By creating the following plot over the 100 iterations, a rough likelihood that a specific k value will produce the greatest accuracy for a random data partition can be identified:
```{r, echo = TRUE, message = FALSE, comment = "", warning = FALSE,, fig.dim = c(8,4)}
plot(table(best_k), main = "100 iterations of 80% data partition",
xlab = "k", ylab = "Count (Max Accuracy)")
```
By viewing the box plot for each k value over the 100 iterations, the distribution of accuracy can be compared across k values. This allows me to select k with some level of certainty that it can, and also has the highest likelihood of, producing the greatest accuracy.
```{r, include = TRUE, echo = TRUE, message = FALSE, comment = "", warning = FALSE}
boxplot(df[,1:17], main = "Distribution of Accuracy",
xlab = "k", ylab = "Accuracy")
```
Running a pairwise mean(median) comparison test, and adjusting for the p-value, we would be able to see that there is a significant difference in the level of accuracy achieved between k values. An easier way to identify this is to show the notched box-plot in which the confidence intervals do not overlap for some k-values. This indicates a statistical difference across median values.
```{r, include = TRUE, echo = TRUE, message = FALSE, comment = "", warning = FALSE}
dist_df <- mean_vec_list[[1]]
for (i in 2:100){
dist_df <- as.data.frame(rbind(dist_df,mean_vec_list[[i]]))
}
rownames(dist_df) <- NULL
summary(dist_df)
# tidy data frame
dist_df_tidy <- gather(data = dist_df, key = "K", value = "Accuracy")
dist_df_tidy$K <- str_replace(dist_df_tidy$K, "V", "")
dist_df_tidy$K <- factor(dist_df_tidy$K, ordered = TRUE, levels = c(1:17))
ggplot(data = dist_df_tidy, mapping = aes(x = K, y = Accuracy))+
geom_boxplot(notch = TRUE, orientation = "x")+ # median
stat_summary(fun=mean, geom="point", shape=21, size=2, color = "darkgreen")+ # mean
scale_y_log10()+
labs(title = "Accuracy Comparison via Notched Boxplot")+
theme_linedraw()+
theme(plot.title = element_text(hjust = .5))
```
By viewing the distribution of accuracy, the clear competitors are 1,5, and 7. Odd numbers reduce the possibility of a tie vote among neighbors and as such are better suited for k. I chose k=5 as it is better in my opinion to not have 1 neighbor with 100% voting power, and by reducing it to 20% allows for a reasonable voting process in order to classify. This is at the expense of the negligible difference in the minimums as seen from the box-plot. Had these minimums differed substantially, I might be inclined to reduce/increase the value of k.
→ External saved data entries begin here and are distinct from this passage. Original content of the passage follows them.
PR #570, opened 2023-05-24
Add GH Actions for Flux manifests validation

stefanprodan:
These actions are for replacing https://github.com/fluxcd/flux2-kustomize-helm-example/tree/main/.github/actions/tools


actions/kubeconform/action.yml
```diff
@@ -0,0 +1,88 @@
+name: Setup kubeconform CLI
+description: A GitHub Action for installing the kubeconform CLI
+author: Flux project
+branding:
+  color: blue
+  icon: command
+inputs:
+  version:
+    description: Strict SemVer of the Helm CLI to install. Defaults to the latest release.
```
aryan9600, line 9: description needs to be changed for kubeconform accordingly.

hiddeco (approved):
LGTM, thank you @stefanprodan :1st_place_medal:

PR #571, opened 2023-05-25
git/gogit: set `HostKeyCallback` for parent `PublicKeys` object

aryan9600:
Set `HostKeyCallback` for the parent `PublicKeys` object to avoid setting the callback to one that uses the system's known_hosts.

Fixes errors seen in: https://github.com/fluxcd/source-controller/actions/runs/5072863613/jobs/9111130473#step:4:164


hiddeco (approved):

hiddeco (commented):
While not blocking to get this quickly patched, I think we should add a test to ensure regression does not occur.

hiddeco (approved):
Thanks for adding a test :1st_place_medal:

PR #591, opened 2023-06-22
oci: Allow consumers to set the OCI artifact created date

stefanprodan:
For reproducible builds we need to allow consumers to set their own created date instead of enforcing time.now.


makkes (commented):
Can we have a test for this in push_pull_test.go? 🙏🏻

hiddeco (approved):

makkes (approved):

PR #594, opened 2023-06-26
runtime/client: add util func to check conn options compatibility with env

aryan9600:
Add `CheckEnvironmentCompatibility()` to check whether the configured connection options are compatible with the environment, by checking env vars like `HTTP_PROXY` and `HTTPS_PROXY`.

### DIFF
--- a/runtime/controller/connection.go
+++ b/runtime/controller/connection.go
@@ -16,12 +16,21 @@ limitations under the License.
 
 package controller
 
-import "github.com/spf13/pflag"
+import (
+	"fmt"
+	"net/url"
 
-const flagInsecureAllowHTTP = "insecure-allow-http"
+	"github.com/spf13/pflag"
+	"golang.org/x/net/http/httpproxy"
+)
+
+const (
+	flagInsecureAllowHTTP = "insecure-allow-http"
+)
 
 // ConnectionOptions defines the configurable options for outbound connections
-// opened by reconcilers.
+// opened by reconcilers. Consumers are expected to check for compatibility via
+// `CheckEnvironmentCompatibility()` before using its values.
 type ConnectionOptions struct {
 	// AllowHTTP, if set to true allows the controller to make plain HTTP
 	// connections to external services.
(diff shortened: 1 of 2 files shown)


runtime/controller/connection.go
```diff
@@ -16,9 +16,19 @@ limitations under the License.
...
+	"os"
 
-const flagInsecureAllowHTTP = "insecure-allow-http"
+	"github.com/spf13/pflag"
+)
+
+const (
+	flagInsecureAllowHTTP = "insecure-allow-http"
+	HttpProxyEnvVar       = "HTTP_PROXY"
+	HttpsProxyEnvVar      = "HTTPS_PROXY"
```
hiddeco, line 30:
```suggestion
	EnvVarHttpProxy       = "HTTP_PROXY"
	EnvVarHttpsProxy      = "HTTPS_PROXY"
```

runtime/controller/connection.go
```diff
@@ -34,3 +44,24 @@ func (o *ConnectionOptions) BindFlags(fs *pflag.FlagSet) {
 	fs.BoolVar(&o.AllowHTTP, flagInsecureAllowHTTP, true,
 		"Allow the controller to make HTTP requests to external services like insecure Git servers, container registries, etc.")
 }
+
+// CheckEnvironmentCompatibility checks if the enviornment is compatible with
+// the configured connection options.
+func (o *ConnectionOptions) CheckEnvironmentCompatibility() error {
```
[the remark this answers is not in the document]
aryan9600: i prefer the current name over `Validate()` as imo, the latter means that its checking the configured options are valid which is a bit misleading.

runtime/controller/connection.go
```diff
@@ -34,3 +44,24 @@ func (o *ConnectionOptions) BindFlags(fs *pflag.FlagSet) {
...
+	if !o.AllowHTTP {
```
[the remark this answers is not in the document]
aryan9600: i prefer to keep it the current way since it keeps all the logic related to the `o.AllowHTTP` field in a single block making it relatively easy for this function to be expanded for when we add more options.

runtime/controller/connection.go
```diff
@@ -16,9 +16,19 @@ limitations under the License.
...
+	"os"
 
-const flagInsecureAllowHTTP = "insecure-allow-http"
+	"github.com/spf13/pflag"
+)
+
+const (
+	flagInsecureAllowHTTP = "insecure-allow-http"
+	EnvVarHTTPProxy       = "HTTP_PROXY"
+	EnvVarHTTPSProxy      = "HTTPS_PROXY"
```
makkes, line 30: I think it's safer to use [httpproxy.FromEnvironment](https://pkg.go.dev/golang.org/x/net/http/httpproxy#FromEnvironment) here as that's the source of truth for Go's runtime.

stefanprodan (approved):
LGTM

runtime/controller/connection.go
```diff
@@ -34,3 +43,26 @@ func (o *ConnectionOptions) BindFlags(fs *pflag.FlagSet) {
...
 		"Allow the controller to make HTTP requests to external services like insecure Git servers, container registries, etc.")
 }
+
+// CheckEnvironmentCompatibility checks if the enviornment is compatible with
+// the configured connection options.
+func (o *ConnectionOptions) CheckEnvironmentCompatibility() error {
+	if !o.AllowHTTP {
+		config := httpproxy.FromEnvironment()
+		if config.HTTPProxy != "" {
+			return fmt.Errorf("usage of HTTP requests is blocked but found a HTTP proxy set in enviornment.")
```
hiddeco, line 53:
```suggestion
			return fmt.Errorf("usage of HTTP requests is blocked but found a HTTP proxy set in enviornment")
```

runtime/controller/connection.go
```diff
@@ -34,3 +43,26 @@ func (o *ConnectionOptions) BindFlags(fs *pflag.FlagSet) {
...
+		}
+
+		if config.HTTPSProxy != "" {
+			proxy, err := url.Parse(config.HTTPSProxy)
+			if err != nil {
+				return fmt.Errorf("unable to parse address specified in the HTTPS proxy enviornment setting: %w", err)
+			}
+
+			if proxy.Scheme != "https" {
+				return fmt.Errorf("usage of HTTP requests is blocked but found a non-https address in the HTTPS proxy enviornment setting.")
```
hiddeco, line 63:
```suggestion
				return fmt.Errorf("usage of HTTP requests is blocked but found a non-https address in the HTTPS proxy enviornment setting")
```

hiddeco (approved):

PR #595, opened 2023-06-26
Align `go.mod` version with Kubernetes (Go 1.20)

stefanprodan:
Part of: https://github.com/fluxcd/flux2/issues/4014


makkes (commented):
What about [.github/actions/run-tests/Dockerfile](https://github.com/fluxcd/pkg/blob/main/.github/actions/run-tests/Dockerfile#L2)?

makkes (approved):

PR #597, opened 2023-06-30
git: Add support for adding tag info to commit

aryan9600:
Add a new struct `Tag` that represents a Git annotated tag and add it as a new field `Commit.ReferencingTag`, allowing for a commit to contain information about its referencing tag. Add support for verifying the referencing tag as well.
Update the cloning logic to include the tag object in the returned commit object when checking out via a specific tag, a semver range or if the provided refname points to a tag.

Related to: https://github.com/fluxcd/source-controller/issues/1133
Example usage: https://github.com/fluxcd/source-controller/pull/1187

### DIFF
--- a/git/git.go
+++ b/git/git.go
@@ -87,6 +87,8 @@ type Commit struct {
 	Encoded []byte
 	// Message is the commit message, containing arbitrary text.
 	Message string
+	// ReferencingTag is the parent tag, that points to this commit.
+	ReferencingTag *AnnotatedTag
 }
 
 // String returns a string representation of the Commit, composed
@@ -113,24 +115,15 @@ func (c *Commit) AbsoluteReference() string {
 
 // Verify the Signature of the commit with the given key rings.
 // It returns the fingerprint of the key the signature was verified
-// with, or an error.
-func (c *Commit) Verify(keyRing ...string) (string, error) {
-	if c.Signature == "" {
-		return "", fmt.Errorf("commit does not have a PGP signature")
+// with, or an error. It does not verify the signature of the parent
+// tag (if present). Users are expected to explicitly verify the parent
+// tag's signature using `c.ReferencingTag.Verify()`
+func (c *Commit) Verify(keyRings ...string) (string, error) {
+	fingerprint, err := verifySignature(c.Signature, c.Encoded, keyRings...)
+	if err != nil {
+		return "", fmt.Errorf("unable to verify Git commit: %w", err)
 	}
-
-	for _, r := range keyRing {
-		reader := strings.NewReader(r)
-		keyring, err := openpgp.ReadArmoredKeyRing(reader)
-		if err != nil {
-			return "", fmt.Errorf("unable to read armored key ring: %w", err)
-		}
-		signer, err := openpgp.CheckArmoredDetachedSignature(keyring, bytes.NewBuffer(c.Encoded), bytes.NewBufferString(c.Signature), nil)
-		if err == nil {
-			return signer.PrimaryKey.KeyIdString(), nil
-		}
-	}
-	return "", fmt.Errorf("unable to verify commit with any of the given key rings")
+	return fingerprint, nil
 }
 
 // ShortMessage returns the first 50 characters of a commit subject.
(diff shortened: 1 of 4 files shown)


stefanprodan:
Is this part of https://github.com/fluxcd/source-controller/issues/1133? if so please add it to the PR description.

git/git.go
```diff
@@ -87,6 +84,8 @@ type Commit struct {
 	Encoded []byte
 	// Message is the commit message, containing arbitrary text.
 	Message string
+	// Parent is the parent tag, that points to this commit.
+	Parent *AnnotatedTag
```
hiddeco, line 88:
```suggestion
	ReferencingTag *AnnotatedTag
```

maybe?

git/utils.go
```diff
@@ -133,3 +136,22 @@ func ExtractHashFromRevision(rev string) Hash {
 	}
 	return Hash(rev)
 }
+
+func verifySignature(sig string, payload []byte, keyRings ...string) (string, error) {
```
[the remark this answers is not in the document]
aryan9600: I don't think I agree. in its current form, its a generic function that will verify any payload which is signed with PGP and has nothing to do with Git.
also, creating a new file just for a single function seems unnecessary, when we already have a file for such kind of helper functions.

git/gogit/clone.go
```diff
@@ -189,8 +190,39 @@ func (g *Client) cloneTag(ctx context.Context, url, tag string, opts repository.
...
+		}
+	}
+	// The commit is considered to have a parent only if the tag is annotated,
+	// as lightweight tags are essentially named pointers.
+	if annotated {
+		annotatedTag, err := buildTag(tagObj)
+		if err != nil {
+			return nil, err
+		}
+		commit.Parent = annotatedTag
```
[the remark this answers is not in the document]
aryan9600: we'd need to pass the repo object to this wrapper since we need to resolve the tag and fetch the tag object.
we also resolve the commit in the clone function and then pass the commit object to `buildCommitWithRef()` to build our repr of the commit, so whats the issue with resolving the tag in the function responsible for cloning tags and then building our repr of a tag using `buildTag()`?

git/utils.go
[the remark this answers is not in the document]
hiddeco: It's private and not used within the same file, which is indeed weird and uneasy when reasoning about the logic in `git.go`.

hiddeco (approved):
LGTM! Thank you @aryan9600 :bow:

aryan9600:
wondering whether we should also add support for verifying tags if `.spec.ref.name` points to a tag?

hiddeco:
If we can automagically resolve this, it would probably be good for feature completeness.

git/gogit/clone.go
```diff
@@ -254,11 +261,29 @@ func (g *Client) cloneCommit(ctx context.Context, url, commit string, opts repos
 	if err != nil {
 		return nil, fmt.Errorf("unable to checkout commit '%s': %w", commit, err)
 	}
-	g.repository = repo
+
+	var tagObj *object.Tag
 	if opts.RefName != "" {
 		cloneOpts.ReferenceName = plumbing.ReferenceName(opts.RefName)
+		// If the refname points to a tag then try to resolve the tag object and include
+		// in in the commit being returned. Refname that point to a tag but have the dereference
```
hiddeco, line 269:
```suggestion
		// in the commit being returned. Refnames that point to a tag but have the dereference
```

hiddeco (approved):

git/git.go
```diff
@@ -164,11 +164,25 @@ func (t *AnnotatedTag) Verify(keyRings ...string) (string, error) {
...
+// the tag name, i.e. "1.0.0".
+func (t *Tag) String() string {
+	if len(t.Hash) == 0 {
+		return t.Name
+	}
 	return fmt.Sprintf("%s@%s", t.Name, t.Hash.String())
 }
 
+// IsAnnotated returns true of if the tag is annotated.
+func (t *Tag) IsAnnotated() bool {
```
hiddeco, line 178: Any reason why we prefer methods here over functions (versus `IsConcreteCommit`)?

aryan9600: i prefer methods, as they make more semantic sense. since you're computing a property of that particular object, i feel a method is more apt than a function.

hiddeco: I feel the same, but this now creates a mixed usage pattern within the same library. Which doesn't make the UX intuitive.

stefanprodan (approved):
LGTM

Thanks @aryan9600 🏅

aryan9600:
[Failing BitBucket Server test](https://github.com/fluxcd/pkg/actions/runs/5928696230/job/16075307811?pr=597) is due to TLS issues on the upstream server and not related to these changes.

PR #604, opened 2023-07-10
oci: Improve handling of cosgin artifacts

errordeveloper:
Cosign uses "special" tags that have the following naming format:

```    
<digestAgorithm>-<digestHex>.<artifactType(.att, .sbom, .sig)>
```
    
These are used to attach attestations, SBOMs and signatures to a  subject image reference by the first portion of the tag.
    
Until now Flux would ignore `.sig` tags, as its primary goal is to filter through app image versions. This change extends the list of omitted cosing artifacts to cover `.att` and `.sbom`.
    
In some cases it's desirable to observe cosgin artifacts, e.g. in order to determine wheather an image had been signed or not. Hence this change introduces a new field in `ListOptions`.

### DIFF
--- a/oci/client/list.go
+++ b/oci/client/list.go
@@ -37,6 +37,9 @@ type ListOptions struct {
 	SemverFilter string
 	// RegexFilter contains a regex that tags will be filtered by.
 	RegexFilter string
+	// IncludeCosignArtifacts can be used to include cosign attestation,
+	// signature and SBOM tags in the list, as these are excluded by default.
+	IncludeCosignArtifacts bool
 }
 
 // List fetches the tags and their manifests for a given OCI repository.
@@ -66,8 +69,8 @@ func (c *Client) List(ctx context.Context, url string, opts ListOptions) ([]Meta
 	}
 
 	for _, tag := range tags {
-		// exclude cosign signatures
-		if strings.HasSuffix(tag, ".sig") {
+		// ignore cosign artifacts by default
+		if !opts.IncludeCosignArtifacts && IsCosignArtifact(tag) {
 			continue
 		}
 
@@ -117,4 +120,16 @@ func (c *Client) List(ctx context.Context, url string, opts ListOptions) ([]Meta
 	}
 
 	return metas, nil
+}
+
+// IsCosignArtifact will return true if the tag has one of the following suffices:
+// ".att", ".sbom", or ".sig". These are the suffices used by cosign to store the
+// attestations, SBOMs, and signatures respectively.
+func IsCosignArtifact(tag string) bool {
+	for _, suffix := range []string{".att", ".sbom", ".sig"} {
+		if strings.HasSuffix(tag, suffix) {
+			return true
+		}
+	}
+	return false
 }
--- a/oci/client/list_test.go
+++ b/oci/client/list_test.go
@@ -35,7 +35,18 @@ func Test_List(t *testing.T) {
 	ctx := context.Background()
 	c := NewClient(DefaultOptions())
 	repo := "test-list" + randStringRunes(5)
-	tags := []string{"v0.0.1", "v0.0.2", "v0.0.3", "v6.0.0", "v6.0.1", "v6.0.2", "v6.0.2-rc.1", "v6.0.2-alpha", "staging-fb3355b"}
+	appTags := []string{
+		"v0.0.1", "v0.0.2", "v0.0.3", "v6.0.0", "v6.0.1", "v6.0.2", "v6.0.2-rc.1", "v6.0.2-alpha",
+		"staging-fb3355b",
+	}
+	cosignTags := []string{
+		"sha256-e2688bb75ee43df49c9bfb2aa30dd98173649db53955e87c347024ba71bc1c80.sig",
+		"sha256-e2688bb75ee43df49c9bfb2aa30dd98173649db53955e87c347024ba71bc1c80.sbom",
+		"sha256-e2688bb75ee43df49c9bfb2aa30dd98173649db53955e87c347024ba71bc1c80.att",
+	}
+	allTags := append([]string{}, cosignTags...)
+	allTags = append(allTags, appTags...)
+
 	source := "github.com/fluxcd/fluxv2"
 	rev := "rev"
 	ct := time.Now()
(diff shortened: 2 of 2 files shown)


oci/client/list.go
```diff
@@ -37,6 +37,9 @@ type ListOptions struct {
 	SemverFilter string
 	// RegexFilter contains a regex that tags will be filtered by.
 	RegexFilter string
+	// IncludeCosignSignatures can be used to include cosign signature tags
+	// (i.e. ".sig" suffix) in the list, as these are excluded by default.
+	IncludeCosignSignatures bool
```
stefanprodan, line 42: I would rename this to `IncludeCosignArtifacts` and in the exclusion list please add `.att`.

As seen here, there are 2 artifacts for each container image, `sig` and `att`: https://github.com/fluxcd/kustomize-controller/pkgs/container/kustomize-controller

errordeveloper: Sure! They also use '.sbom', should I add it also?

stefanprodan: Yes please

oci/client/list.go
```diff
@@ -118,3 +121,12 @@ func (c *Client) List(ctx context.Context, url string, opts ListOptions) ([]Meta
 
 	return metas, nil
 }
+
+func isCosigneArtifact(tag string) bool {
```
errordeveloper, line 125:
```
func (o ListOptions) isCosigneArtifact(tag string) bool
```
I'm temped to make it more like this, but maybe it'd be pointless - wdyt?

oci/client/list.go
```diff
@@ -66,8 +69,8 @@ func (c *Client) List(ctx context.Context, url string, opts ListOptions) ([]Meta
 	}
 
 	for _, tag := range tags {
-		// exclude cosign signatures
-		if strings.HasSuffix(tag, ".sig") {
+		// ignore cosign artifacts by default
+		if isCosignArtifact(tag) && !opts.IncludeCosignArtifacts {
```
errordeveloper, line 73: I'm temped to make it a method on `ListOptions`, but maybe it'd be pointless - wdyt?
```
func (o ListOptions) ignore(tag string) bool {
      for _, suffix := range []string{".att", ".sbom", ".sig"} {
 		if strings.HasSuffix(tag, suffix) {
 			return !o.IncludeCosignArtifacts
 	        }
      }
      return false
 }
```
So it's be called like `if opts.ignore(tag)`...

oci/client/list.go
```diff
@@ -118,3 +121,12 @@ func (c *Client) List(ctx context.Context, url string, opts ListOptions) ([]Meta
 
 	return metas, nil
 }
+
+func isCosignArtifact(tag string) bool {
```
stefanprodan, line 125: Let’s make this public as we need it in image-reflector-controller, also please add a comment to it.

oci/client/list.go
stefanprodan: We'll need the `IsCosignArtifact` func in other places of Flux where `List` is not used. So I would keep it as stand alone public function.

stefanprodan (approved):
LGTM

Thanks @errordeveloper 🏅

oci/client/list.go
```diff
@@ -66,8 +69,8 @@ func (c *Client) List(ctx context.Context, url string, opts ListOptions) ([]Meta
 	}
 
 	for _, tag := range tags {
-		// exclude cosign signatures
-		if strings.HasSuffix(tag, ".sig") {
+		// ignore cosign artifacts by default
+		if IsCosignArtifact(tag) && !opts.IncludeCosignArtifacts {
```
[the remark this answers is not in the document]
errordeveloper: Thanks, I amended the commit with this!

errordeveloper:
I updated the tests, but couldn't run these locally as they seem to push images to the registry, will wait for CI.

stefanprodan:
> I updated the tests, but couldn't run these locally as they seem to push images to the registry

You should be able to do that, we spin un an in-memory registry that gets wiped when tests are done.

oci/client/list_test.go
```diff
@@ -80,14 +97,39 @@ func Test_List(t *testing.T) {
 			regexFilter:  "alpha",
 			expectedTags: []string{"v6.0.2-alpha"},
 		},
+		{
+			name:         "filter for  6.0.x",
+			semverFilter: ">=6.0.0-rc",
+			regexFilter:  "alpha",
+			expectedTags: []string{"v6.0.2-alpha"},
+		},
```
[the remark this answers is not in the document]
errordeveloper: Thanks, just pasted it with intention to change, but forgot :)

oci/client/list_test.go
```diff
@@ -35,7 +35,18 @@ func Test_List(t *testing.T) {
...
+		"v0.0.1", "v0.0.2", "v0.0.3", "v6.0.0", "v6.0.1", "v6.0.2", "v6.0.2-rc.1", "v6.0.2-alpha",
+		"staging-fb3355b",
+	}
+	cosignTags := []string{
+		"sha256-e2688bb75ee43df49c9bfb2aa30dd98173649db53955e87c347024ba71bc1c80.sig",
+		"sha256-e2688bb75ee43df49c9bfb2aa30dd98173649db53955e87c347024ba71bc1c80.sbom",
+		"sha256-e2688bb75ee43df49c9bfb2aa30dd98173649db53955e87c347024ba71bc1c80.att",
+	}
+	allTags := append([]string{}, cosignTags...)
+	allTags = append(allTags, appTags...)
```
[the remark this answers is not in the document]
errordeveloper: Well, yes, but it actually adds to the underlying slice of `allTags`, which has issues, so I prefer to be explicitly safe.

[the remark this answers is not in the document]
errordeveloper: I assume you meant `allTags := append(appTags, cosignTags...)`... 
Yes, it largely does the same thing, but it will use the underlying location of `appTags`, and it's possible to end up with a combined slice in the wrong place.  I prefer to allocate a new slice explicitly.

stefanprodan:
@errordeveloper I've released the package with your changes in `oci/v0.30.0`.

```{r, include = TRUE, echo = TRUE, message = FALSE, comment = "", warning = FALSE}
# choose k = 5
indices <- as.vector(createDataPartition(kdata$language,times = 1, p = .80, list = FALSE))
train <- kdata[indices,]
test <- kdata[-indices,]
predictions <- knn(train = train[-1], test = test[-1], cl = train$language, k = 5)
mean(predictions == test$language)
```
The following table, while originally intended to display chi-square metrics for correlation of nominal features, provides metrics on how well the classification performed for the given test set.
```{r, include = TRUE, echo = TRUE, message = FALSE, comment = "", warning = FALSE}
CrossTable(x = predictions, y = test$language, prop.chisq = FALSE)
```
## Conclusion
The top value along the diagonal of the above table shows the percentage of accuracy in correctly classifying each language based on the k value chosen. Here it was easy to try to identify a statistical of way of coming to a good choice for k, however thist strategy needs to be modified for larger datasets as it will become time consuming and is not practical for applications that require quick classification, such as sign recognition in autonomous vehicles.